The entries should each be set down again precisely.

## DATA TO USE
[Start of section]

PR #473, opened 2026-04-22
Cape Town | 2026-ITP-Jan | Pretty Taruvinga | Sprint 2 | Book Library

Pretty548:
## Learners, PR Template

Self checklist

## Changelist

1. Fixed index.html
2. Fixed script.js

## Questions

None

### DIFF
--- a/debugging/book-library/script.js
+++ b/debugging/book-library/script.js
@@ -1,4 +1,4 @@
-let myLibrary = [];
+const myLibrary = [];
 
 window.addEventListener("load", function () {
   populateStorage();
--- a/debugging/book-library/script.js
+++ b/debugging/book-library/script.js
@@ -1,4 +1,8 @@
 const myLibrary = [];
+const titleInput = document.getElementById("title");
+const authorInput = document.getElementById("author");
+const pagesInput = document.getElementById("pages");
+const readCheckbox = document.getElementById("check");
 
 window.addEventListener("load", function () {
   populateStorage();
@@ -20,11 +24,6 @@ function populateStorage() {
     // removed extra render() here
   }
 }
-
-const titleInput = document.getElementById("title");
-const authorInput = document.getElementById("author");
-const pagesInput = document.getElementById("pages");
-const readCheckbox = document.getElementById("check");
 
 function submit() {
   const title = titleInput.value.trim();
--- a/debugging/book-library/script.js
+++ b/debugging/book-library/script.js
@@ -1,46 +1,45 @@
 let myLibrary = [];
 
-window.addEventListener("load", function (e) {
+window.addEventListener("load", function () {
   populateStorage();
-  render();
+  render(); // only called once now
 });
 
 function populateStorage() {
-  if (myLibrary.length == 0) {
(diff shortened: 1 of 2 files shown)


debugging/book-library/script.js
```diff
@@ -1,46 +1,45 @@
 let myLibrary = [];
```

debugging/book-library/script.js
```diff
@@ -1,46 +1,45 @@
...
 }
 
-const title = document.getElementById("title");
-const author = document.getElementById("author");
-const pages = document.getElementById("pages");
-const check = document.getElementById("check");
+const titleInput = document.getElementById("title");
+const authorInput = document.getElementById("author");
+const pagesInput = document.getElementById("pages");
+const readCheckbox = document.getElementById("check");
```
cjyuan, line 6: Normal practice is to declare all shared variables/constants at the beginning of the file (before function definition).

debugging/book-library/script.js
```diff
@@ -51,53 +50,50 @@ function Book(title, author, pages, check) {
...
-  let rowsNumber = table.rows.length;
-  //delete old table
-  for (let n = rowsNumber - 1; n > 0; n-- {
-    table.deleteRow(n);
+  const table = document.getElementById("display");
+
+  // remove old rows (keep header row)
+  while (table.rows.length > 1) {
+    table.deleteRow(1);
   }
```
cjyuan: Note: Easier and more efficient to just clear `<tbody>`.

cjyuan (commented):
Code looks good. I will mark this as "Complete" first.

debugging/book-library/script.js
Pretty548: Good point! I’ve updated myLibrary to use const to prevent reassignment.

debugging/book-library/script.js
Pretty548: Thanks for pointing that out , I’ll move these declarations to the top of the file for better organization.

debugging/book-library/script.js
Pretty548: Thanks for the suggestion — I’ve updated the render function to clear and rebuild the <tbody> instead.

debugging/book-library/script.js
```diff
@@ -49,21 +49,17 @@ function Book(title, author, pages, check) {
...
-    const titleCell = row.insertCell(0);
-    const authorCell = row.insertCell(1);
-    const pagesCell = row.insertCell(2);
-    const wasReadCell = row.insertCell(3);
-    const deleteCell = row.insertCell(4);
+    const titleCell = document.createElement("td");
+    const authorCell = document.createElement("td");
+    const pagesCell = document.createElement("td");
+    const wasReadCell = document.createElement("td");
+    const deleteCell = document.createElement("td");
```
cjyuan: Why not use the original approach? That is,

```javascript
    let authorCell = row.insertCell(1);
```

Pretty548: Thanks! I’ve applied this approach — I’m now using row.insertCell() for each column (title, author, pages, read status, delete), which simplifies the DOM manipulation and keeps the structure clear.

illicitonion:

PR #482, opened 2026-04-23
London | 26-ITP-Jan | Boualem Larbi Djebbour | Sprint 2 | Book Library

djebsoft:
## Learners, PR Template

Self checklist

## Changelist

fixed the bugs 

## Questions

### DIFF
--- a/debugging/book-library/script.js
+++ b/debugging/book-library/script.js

[End of section]

## WRITTEN REPLY
PR #473, opened 2026-04-22
Cape Town | 2026-ITP-Jan | Pretty Taruvinga | Sprint 2 | Book Library

Pretty548:
## Learners, PR Template

Self checklist

## Changelist

1. Fixed index.html
2. Fixed script.js

## Questions

None

### DIFF
--- a/debugging/book-library/script.js
+++ b/debugging/book-library/script.js
@@ -1,4 +1,4 @@
-let myLibrary = [];
+const myLibrary = [];
 
 window.addEventListener("load", function () {
   populateStorage();
--- a/debugging/book-library/script.js
+++ b/debugging/book-library/script.js
@@ -1,4 +1,8 @@
 const myLibrary = [];
+const titleInput = document.getElementById("title");
+const authorInput = document.getElementById("author");
+const pagesInput = document.getElementById("pages");
+const readCheckbox = document.getElementById("check");
 
 window.addEventListener("load", function () {
   populateStorage();
@@ -20,11 +24,6 @@ function populateStorage() {
     // removed extra render() here
   }
 }
-
-const titleInput = document.getElementById("title");
-const authorInput = document.getElementById("author");
-const pagesInput = document.getElementById("pages");
-const readCheckbox = document.getElementById("check");
 
 function submit() {
   const title = titleInput.value.trim();
--- a/debugging/book-library/script.js
+++ b/debugging/book-library/script.js
@@ -1,46 +1,45 @@
 let myLibrary = [];
 
-window.addEventListener("load", function (e) {
+window.addEventListener("load", function () {
   populateStorage();
-  render();
+  render(); // only called once now
 });
 
 function populateStorage() {
-  if (myLibrary.length == 0) {
(diff shortened: 1 of 2 files shown)


debugging/book-library/script.js
```diff
@@ -1,46 +1,45 @@
 let myLibrary = [];
```

debugging/book-library/script.js
```diff
@@ -1,46 +1,45 @@
...
 }
 
-const title = document.getElementById("title");
-const author = document.getElementById("author");
-const pages = document.getElementById("pages");
-const check = document.getElementById("check");
+const titleInput = document.getElementById("title");
+const authorInput = document.getElementById("author");
+const pagesInput = document.getElementById("pages");
+const readCheckbox = document.getElementById("check");
```
cjyuan, line 6: Normal practice is to declare all shared variables/constants at the beginning of the file (before function definition).

debugging/book-library/script.js
```diff
@@ -51,53 +50,50 @@ function Book(title, author, pages, check) {
...
-  let rowsNumber = table.rows.length;
-  //delete old table
-  for (let n = rowsNumber - 1; n > 0; n-- {
-    table.deleteRow(n);
+  const table = document.getElementById("display");
+
+  // remove old rows (keep header row)
+  while (table.rows.length > 1) {
+    table.deleteRow(1);
   }
```
cjyuan: Note: Easier and more efficient to just clear `<tbody>`.

cjyuan (commented):
Code looks good. I will mark this as "Complete" first.

debugging/book-library/script.js
Pretty548: Good point! I’ve updated myLibrary to use const to prevent reassignment.

debugging/book-library/script.js
Pretty548: Thanks for pointing that out , I’ll move these declarations to the top of the file for better organization.

debugging/book-library/script.js
Pretty548: Thanks for the suggestion — I’ve updated the render function to clear and rebuild the <tbody> instead.

debugging/book-library/script.js
```diff
@@ -49,21 +49,17 @@ function Book(title, author, pages, check) {
...
-    const titleCell = row.insertCell(0);
-    const authorCell = row.insertCell(1);
-    const pagesCell = row.insertCell(2);
-    const wasReadCell = row.insertCell(3);
-    const deleteCell = row.insertCell(4);
+    const titleCell = document.createElement("td");
+    const authorCell = document.createElement("td");
+    const pagesCell = document.createElement("td");
+    const wasReadCell = document.createElement("td");
+    const deleteCell = document.createElement("td");
```
cjyuan: Why not use the original approach? That is,

```javascript
    let authorCell = row.insertCell(1);
```

Pretty548: Thanks! I’ve applied this approach — I’m now using row.insertCell() for each column (title, author, pages, read status, delete), which simplifies the DOM manipulation and keeps the structure clear.

illicitonion:

PR #482, opened 2026-04-23
London | 26-ITP-Jan | Boualem Larbi Djebbour | Sprint 2 | Book Library

djebsoft:
## Learners, PR Template

Self checklist

## Changelist

fixed the bugs 

## Questions

### DIFF
--- a/debugging/book-library/script.js
+++ b/debugging/book-library/script.js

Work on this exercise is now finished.